Since I retired three years ago, I decided to do a deep dive not only into my own memory that transcribing these tapes assisted me in doing, but also into learning about my family’s history. In the process, I wrote a memoir and an imaginary conversation with my father who died when I was nine years-old. I translated the Hebrew biography of my great-granduncle Avraham Shapira of Petach Tikvah who I met when I was 6 years-old when he visited our family in Los Angeles in 1956, and a book of Hebrew poetry, letters, and writings of his grand-nephew Michael Shapira, (son of Yitzchak-Tzvi and Devorah Shapira who I knew well during that year in Israel), who was killed at the age of 19 by Arab Fedayeen in 1952 on a road in the northern Negev while on duty in his Nachal unit.

I read again the letters that my father, a physician in the US Navy during World War II serving in the South Pacific, wrote to his cousins in Philadelphia between 1942 and 1944, among his only written words that I have, in which he described in great detail the American soldiers and events of those years in Hawaii beginning a month after the attack on Pearl Harbor and on Midway Atoll after that critical battle in the war. I pulled out old boxes of family photographs going back more than 120 years and peered at the people preserved in those frozen moments in time, now all gone. I read the autobiography of my father’s favorite aunt, Fanny Sharlip, a refugee from Ukraine whose grandmother was raped in a Cossack pogrom and who fled with her family to America in the 1890s. Aunt Fanny worked as a seamstress in a Philadelphia sweatshop at the turn of the 20th century where she met my paternal grandmother and became the best of friends. Fanny contracted Tuberculosis and her doctor urged her and her husband, my grandmother’s brother, to move to a warmer climate. They moved west and settled in the Boyle Heights neighborhood east of downtown Los Angeles where most Jewish immigrants to LA initially lived.

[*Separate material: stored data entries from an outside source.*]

PR #478, opened 2023-10-14
render: fix segfault

pranjalkole:
The notification style was being accessed after destroying the notification struct.


emersion (approved):
Good catch, thanks!

PR #486, opened 2023-12-07
Set wayland surface width per each mako_surface

MikeWalrus:
Using the super style's width for all Wayland surfaces causes extra space to be blurred when using the compositor to blur the background of notification surfaces.

Before:
before

After:
after


MikeWalrus:
Thanks!

PR #487, opened 2023-12-11
readme: basu needs a manual dbus user session

blabber:
A manually started dbus user session is not only needed for elogind, but for basu too. In other words, any environment not using systemd might need it.

It took me a while to figure this out on my FreeBSD box.

As I am not a native speaker, feel free to correct any mistakes I made in wording or grammar.


emersion (approved):
LGTM, thanks!

PR #488, opened 2023-12-26
Remove unused includes

mhmdanas:


surface.c
```diff
@@ -2,7 +2,6 @@
 #include <string.h>
 #include <stdlib.h>
 
-#include "config.h"
```
emersion, line 5: Are we sure this won't break some `#ifdef HAVE_ICONS` for instance?

emersion: Ah, nevermind, we don't use a header for conditionals.

emersion (approved):
Thanks!

PR #490, opened 2023-12-31
Use explicit raw JSON from busctl

pnelson:
Some time ago `makoctl mode` mysteriously stopped working for me with a `jq` error that seemed to indicate bad JSON content. I finally took some time to debug it and it was because I had set `SYSTEMD_COLORS=16` for my user. The `-j` flag on `busctl` appears to be sensitive to this. Changing it to `--json=short` will ensure the output of that command is always raw.

```
$ SYSTEMD_COLORS=16 busctl -j --user call org.freedesktop.Notifications /fr/emersion/Mako fr.emersion.Mako -- ListModes | jq '.data[0]'
jq: parse error: Invalid string: control characters from U+0000 through U+001F must be escaped at line 1, column 18
```

```
$ SYSTEMD_COLORS=16 busctl --json=short --user call org.freedesktop.Notifications /fr/emersion/Mako fr.emersion.Mako -- ListModes | jq '.data[0]'
[
  "default"
]
```

### DIFF
--- a/makoctl
+++ b/makoctl
@@ -39,7 +39,7 @@ if ! type $BUSCTL >/dev/null 2>&1; then
 fi
 
 call() {
-	$BUSCTL -j --user call org.freedesktop.Notifications /fr/emersion/Mako \
+	$BUSCTL --json=short --user call org.freedesktop.Notifications /fr/emersion/Mako \
 		fr.emersion.Mako -- "$@"
 }
 


fluix-dev:
This looks good to me, and it matches the man pages:
```
--json=MODE
    When used with the call or get-property command, shows output
    formatted as JSON. Expects one of "short" (for the shortest
    possible output without any redundant whitespace or line
    breaks) or "pretty" (for a pretty version of the same, with
    indentation and line breaks). Note that transformation from
    D-Bus marshalling to JSON is done in a loss-less way, which
    means type information is embedded into the JSON object tree.

-j
    Equivalent to --json=pretty when invoked interactively from a
    terminal. Otherwise equivalent to --json=short, in particular
    when the output is piped to some other program.
```

emersion:
makoctl has been rewritten in C.

PR #492, opened 2024-01-11
Avoid invalid frame callbacks

### LINKED ISSUE #493: Showing notifications and modifying modes at the same time sometimes lead to segmentation faults.
To reproduce:
```bash
for i in {1..20}; do
    notify-send 'some notification' && makoctl mode -a some_mode
done
```

#492 fixes this.

MikeWalrus:
`surface->frame_callback` could have already been destroyed in `layer_surface_handle_closed`, and calling `wl_callback_destory` with NULL segfaults.

Also, the frame callback should be destroyed in `destroy_surface`, otherwise the surface can be used in the callback after being freed.

Fixes #493.

### DIFF
--- a/surface.c
+++ b/surface.c
@@ -12,6 +12,9 @@ void destroy_surface(struct mako_surface *surface) {
 	if (surface->surface != NULL) {
 		wl_surface_destroy(surface->surface);
 	}
+	if (surface->frame_callback != NULL) {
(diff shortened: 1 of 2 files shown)


MikeWalrus:
Fixes #493.

emersion (approved):
LGTM, thanks for the fix!

PR #4242, opened 2025-06-18
Update gemini models in model-settings.yml

nims11:
1. Remove dead gemini models (they can't be accessed anymore)
2. Add the new gemini 2.5 pro and flash settings (with `use_temperature: false`)

I noticed that the settings for many gemini models don't have `use_temperature: false` which leads to requests being sent with `temperature=0`. This is especially detrimental for thinking models. I am not sure what's the policy on changing configs in-place so I haven't touched those.

The temperature thing is also one of the reason why `gemini-2.5-pro-preview-06-05 (32k think)` scores higher than `gemini-2.5-pro-preview-06-05 (default think)` because the [harness automatically sets it to False when thinking budget is specified](https://github.com/Aider-AI/aider/blob/f8855ebc5894e6ba3076645927e56f441d7ad1c3/aider/models.py#L801).


marcomayer:
Does the model metadata (resources/model-metadata.json) need an update too? 🤔

Alexdelia (approved):
good change

Alexdelia:
very good point from @marcomayer 

@nims11, do you mind also updating the old models in `model-metadata.json`
https://github.com/Aider-AI/aider/blob/f8855ebc5894e6ba3076645927e56f441d7ad1c3/aider/resources/model-metadata.json#L170

as well as adding the new models

nims11:
@Alexdelia The dead models I removed are not in the metadata. Are you asking to remove all the preview/exp models from the metadata? Or did you mean I add the missing gemini models in metadata which are there in the settings?

Alexdelia:
@nims11, thanks for 1677db3

and mb, [those models](https://github.com/Aider-AI/aider/pull/4242/files#diff-2fcc1b67ad5f2c62a8f29c6d5c3a5d5371adb15096f47daac0f7d86dd3b765e7L536-L557) are not in the `model-metadata.json`, sorry for the confusion
there should be no more changes necessary

thank you

paul-gauthier:
Thanks!

PR #4248, opened 2025-06-19
Improve prefix caching

robbintt:
The goal of this change is to increase cache hits for implicit prefix caching.

This change updates the order of cache to: 
1. writeable files
2. conversation history
3. repo map

The repo map is set to `files` for `--cache-prompts`: https://github.com/Aider-AI/aider/blob/f8855ebc5894e6ba3076645927e56f441d7ad1c3/aider/main.py#L949

### File ordering

Each batch of files is added to context from largest to smallest.  Subsequent additions of files are no longer ordered alphabetically. Instead, they are appended to the files list by size within the new batch.

This new file ordering ensures that large files added without changes are not prioritized in the prefix cache.

### Why are writeable files before conversation history?

- Files are the largest part of the context.  Writeable files are ordered from largest to smallest when each batch is added. Writeable files are appended to the current writeable files instead of added alphabetically, this allows caching larger, unedited writeable files for longer.
- Changed files will always will break the repo map and conversation history cache.

---

Noted these 3 tests fail on my latest main branch, and the PR branch:

```
FAILED tests/basic/test_main.py::TestMain::test_default_model_selection - AssertionError: 'sonnet' not found in 'openrouter/deepseek/deepseek-r1:free'
FAILED tests/basic/test_main.py::TestMain::test_model_precedence - AssertionError: 'sonnet' not found in 'openrouter/deepseek/deepseek-r1:free'
FAILED tests/basic/test_main.py::TestMain::test_reasoning_effort_option - AssertionError: None != '3'
=================================== 3 failed, 480 passed, 1 skipped in 167.30s (0:02:47) ====================================
```


robbintt:
I am going to make some changes:
1. repo map should be before conversation history in cache mode because the repo map refresh is set to `files` in main.py.  This means we should only expect it to change when files changes, so it can be cached before conversation history (which updates every round). The current intent of this PR is to cache `some` of the conversation history by putting it before repo map (assuming that each round is generally successful at changing the repo map contents).

3. inter-session `/add`-ed file ordering does prefer alphabetical sorting rather than append. This is difficult to determine without some data. Larger files should be earlier. Only some files added to the context are actually changed, so we should try to cache the unchanging ones first.

PR #4257, opened 2025-06-23
feat: Auto-create parent directories for chat history files

contributor:
Automatically create parent directories when writing to chat-history-file and input-history-file.  
  
Previously, aider would fail to write history files if the parent directory didn't exist, showing errors like
```
Warning: Unable to write to chat history file .chat/.aider.chat.history.md.
[Errno 2] No such file or directory: '.chat/.aider.chat.history.md'
```

This change adds `parent.mkdir(parents=True, exist_ok=True)` before writing to both:  
- `chat-history-file`
- `input-history-file`
  
Fixes the issue where users couldn't use paths like `.chat/aider.chat.history.md` in their configuration without first manually creating the `.chat` directory.


contributor:
> This change adds `parent.mkdir(parents=True, exist_ok=True)` before writing to both:

moved creation to InputOutput constructor to check/create only once (decreases number of IO operations)

contributor:
Hi @paul-gauthier 
There was a bug in merged commit, sorry
Somehow, the PR checks didn't catch failing tests

Here is PR to fix #4271

PR #4275, opened 2025-06-25
fix: creating directory for input_history_file

contributor:
Fixes failure on startup when `input-history-file` is specified in config


contributor:
obsolete, closing

PR #4288, opened 2025-06-27
Add SELinux volume label for Docker volumes

lreeves:
This changes the script that enters the benchmarking docker image to check if the system is currently in "Enforcing" mode for SELinux and if it is will apply the private volume label flag to the container.


brianredbeard (commented):
While serviceable, there is some room for improvement.  This includes a more robust check for enforcement (simultaneously removing an exec call and a string check).

There's also an included suggestion which would allow the script to run with podman as well.

PR #4300, opened 2025-07-01
fix: Remove existing model settings before adding new ones

### LINKED ISSUE #4298: Duplicate Models Prevent Model Settings Overrides from Working
### Issue

When models with a duplicate names exist in aider's model-settings.yml, custom model settings defined in `~/.aider.model.settings.yml` fail to override the duplicated models configuration.

Duplicate model names found:
* `azure/o4-mini`
* `openai/o4-mini`
* `openrouter/openai/o4-mini`
* `vertex_ai/claude-3-7-sonnet@20250219`
* `vertex_ai/claude-opus-4@20250514`
* `vertex_ai/claude-sonnet-4@20250514`

### Reproduction
1. Choose a model with duplicate entries in `model-settings.yml`.
2. Add custom settings for that model in `~/.aider.model.settings.yml`
3. Attempt to use the model with custom settings
4. Observe that default settings are used instead of custom overrides

**Example:**
Consider trying to override settings for `openai/o4-mini` in `~/.aider.model.settings.yml`:
                                                                                           
```yaml
- name: openai/o4-mini
  edit_format: whole  # changed
  weak_model_name: openai/gpt-4.1-mini
  use_repo_map: false  # changed
  examples_as_sys_msg: true
  use_temperature: false
  editor_model_name: openai/gpt-4.1
  editor_edit_format: editor-diff
  system_prompt_prefix: 'Formatting re-enabled. '
  accepts_settings:
  - reasoning_effort
```

**Expected behavior:** The custom settings should be applied to `openai/o4-mini` when selected. Aider should use the "whole" edit format and shouldn't use repo map.

**Actual behavior:** The custom settings are ignored, and the model uses default settings instead. Edit format is still `diff`, and the repo map is used.
                                                              
### Root cause
If model with the same name appears multiple times in the model-settings.yml, the override mechanism removes the first model instance, adds a new instance to the end of model registry, but the actual one which is used would the second one from `model-settings.yml`.

### Impact
- Users cannot customize model behavior through configuration files
- Inconsistent behavior between expected and actual model settings

### Version and model info

Aider v0.85.1
Main model: openai/o4-mini with diff edit format
Weak model: openai/gpt-4.1-mini
Git repo: .git with 54 files

ei-grad:
Fix #4298

### DIFF
--- a/aider/models.py
+++ b/aider/models.py
@@ -1052,12 +1052,10 @@ def register_models(model_settings_fnames):
 
             for model_settings_dict in model_settings_list:
                 model_settings = ModelSettings(**model_settings_dict)
-                existing_model_settings = next(
-                    (ms for ms in MODEL_SETTINGS if ms.name == model_settings.name), None
-                )
 
-                if existing_model_settings:
-                    MODEL_SETTINGS.remove(existing_model_settings)
+                # Remove all existing settings for this model name
+                MODEL_SETTINGS[:] = [ms for ms in MODEL_SETTINGS if ms.name != model_settings.name]
+                # Add the new settings
                 MODEL_SETTINGS.append(model_settings)
         except Exception as e:
             raise Exception(f"Error loading model settings from {model_settings_fname}: {e}")


paul-gauthier:
Thanks!

PR #4303, opened 2025-07-01
Update azure.md

linegel:
Updated API version since minimal version of API supported by o3-pro is 2025-03-01-preview


mishra-krishna:
LGTM

PR #4320, opened 2025-07-07
Don't truncate map file names, add configurable map max line length

o-nix:


aider/repomap.py
```diff
@@ -776,13 +783,6 @@ def find_src_files(directory):
     return src_files
 
 
-def get_random_color():
```
o-nix, line 779: Not used in the project at all 🤷

o-nix:
@paul-gauthier any news on this one?

Issue #4341, opened 2025-07-12
Kimi support


alfurka:
### Issue

Much appreciated if kimi api and models are supposed natively.

fernandaspets:
Kimi-Dev has unique thinking tokens. ◁think▷ ◁/think▷ I think that's why it fails with Aider

Kreijstal:
Where are the kimi benchmarks!

PR #4342, opened 2025-07-12
Add openrouter kimi-k2 model to `aider/resources`.

sentienthouseplant:
Overall documentation is quite light for this new model.

Max token information is from https://openrouter.ai/moonshotai/kimi-k2.

Information regarding the ideal temperature (0.6) and use of system prompt is from https://platform.moonshot.ai/docs/guide/agent-support ; although this is fairly standard. 

**Moonshot AI mention poor performance on one-shot style prompts, might be worth tweaking settings based on this.**

Using:
```
  examples_as_sys_msg: true
```
is a best guess on my part based on a guessed similarity to R1.

Partially addresses #4341 , however adding Moonshot AI platform API support will probably need to be addressed by litellm.

### DIFF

In hearing about her successful recovery from TB, others from the east coast who also suffered from the disease sought her out once they moved to LA, and she and my great-uncle took them into their own home to help them heal. However, the burden became too great from so many taking up residence with them. They and my grandparents, two other couples, a few doctors, and wealthy Los Angeles Jews took matters into their own hands and purchased a small land parcel in an out-of-the-way area called Duarte outside Los Angeles’ city limits (the LA City Council refused to build a sanitarium because it feared the contagion inside the city limits). There in Duarte they pitched tents and created what came to be known as “The City of Hope,” now an internationally renowned medical center.

I’ve always been fascinated by history, and as a consequence of knowing more about my own family story, my sense of gratitude deepened for my forebears’ struggles and successes and how I stand upon their shoulders.

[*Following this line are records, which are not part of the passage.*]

PR #5495, opened 2026-07-26
fix: include Exercism editor files from .meta/config.json as read-only context

### LINKED ISSUE #5492: Polyglot benchmark omits Exercism editor files from model context
### Issue

The Polyglot benchmark harness appears to ignore files declared under files.editor in each exercise’s .meta/config.json.

In benchmark/benchmark.py, the harness reads:

test_files = config.get("files", {}).get("test", [])
example_files = config.get("files", {}).get("example", [])
solution_files = set(config.get("files", {}).get("solution", []))

It does not read files.editor. Only solution_files are passed to Coder.create, and additional file loading is then disabled:

coder.get_file_mentions = lambda x: set()  # No loading of any other files

According to Exercism’s documentation, editor files are additional files shown read-only in the editor. They frequently define APIs required to implement the solution.

Concrete examples:

Go error-handling: common.go defines Resource, ResourceOpener, TransientError, FrobError, and their exact method signatures.

Java rest-api: Iou.java defines name and amount as public fields. Without it, a model must guess whether the API uses fields, record-style methods, or getters.

This makes affected pass@1 tasks depend on guessing hidden compile-time interfaces. A second attempt may recover from compiler output, but that does not correct pass@1.

Suggested fix:

Parse config["files"]["editor"].

Supply those paths through Aider’s read-only file mechanism, such as read_only_fnames.

Continue exposing only solution files as editable.

Continue hiding tests and reference/example implementations.

Add a regression test confirming that editor-file contents enter model context but cannot be edited.

Could you clarify whether excluding editor files was intentional? If not, I would be happy to help test a fix.

### Version and model info

_No response_

Sarthak816:
**Fixes #5492 - Polyglot benchmark omits Exercism editor files from model context**

The Polyglot benchmark harness was ignoring files declared under `files.editor` in each exercise's `.meta/config.json`. These editor files define APIs required to implement the solution (e.g., `common.go` for Go error-handling defines `Resource`, `ResourceOpener`, `TransientError`; `Iou.java` for Java rest-api defines `name` and `amount` fields).

**Changes:**

### `benchmark/benchmark.py`
- Parse `config["files"]["editor"]` alongside existing test/example/solution file sets
- Add editor files to `ignore_files` so they are not auto-loaded as editable
- Editor files are automatically excluded from `solution_files` via `difference_update(ignore_files)`
- Copy editor files from the original source directory
- Pass editor file paths as `read_only_fnames` to `Coder.create()`, so they enter model context as read-only references

### `benchmark/test_benchmark.py`
- Added `TestEditorFileParsing` class with 5 regression tests:
  - `test_editor_files_parsed_from_config`: editor files extracted from config
  - `test_editor_files_removed_from_solution_set`: NOT in editable solution set
  - `test_editor_files_not_in_test_or_example`: separate from test/example
  - `test_no_editor_files_returns_empty_list`: graceful handling when absent
  - `test_editor_file_content_readable`: content is accessible

### DIFF
--- a/benchmark/benchmark.py
+++ b/benchmark/benchmark.py
@@ -727,6 +727,7 @@ def run_test_real(
     test_files = config.get("files", {}).get("test", [])
     example_files = config.get("files", {}).get("example", [])
     solution_files = set(config.get("files", {}).get("solution", []))
+    editor_files = config.get("files", {}).get("editor", [])
 
     # Forcibly ignore certain files not covered by test_files and example_files
     ignore_files = set(
@@ -740,11 +741,13 @@ def run_test_real(
     ignore_files.update(str(p.relative_to(testdir)) for p in testdir.glob(".meta/**/*"))
     ignore_files.update(str(p.relative_to(testdir)) for p in testdir.glob(".docs/**/*"))
 
-    # Also ignore test & example files
+    # Also ignore test, example, and editor files
     ignore_files.update(test_files)
     ignore_files.update(example_files)
+    ignore_files.update(editor_files)
 
     # Remove any ignore files from the solution set that LLM will edit
+    # Editor files must NOT be in the editable solution set
     solution_files.difference_update(ignore_files)
 
     # Copy all solution files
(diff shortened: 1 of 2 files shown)


Kenan-jeff-Jiang:
@paul-gauthier 
Could you please confirm if this is the intended use of editor files and the fix is valid? Thank you very much!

Memory defines us; and even if we do not personally experience an event, we can make it our own. The Jewish philosopher Emil Fackenheim remarked: “Knowledge creates memory” which suggests that when we learn history and listen to the stories of our parents and grandparents, we take in their memories and make them ours as essential elements of our family story. When we lose memory, we lose a sense of how we came to be who we are and, for our children’s and grandchildren’s sake, who they are too. Faulkner was right – “The Past is never dead. It’s not even past.”

Note: A Seder discussion with my family around our table this year inspired this blog, and especially the line from Mishnah Pesachim 10:5 that constitutes a core theme of the Seder and Jewish life: “In every generation we are to regard ourselves as having personally been redeemed from Egypt.”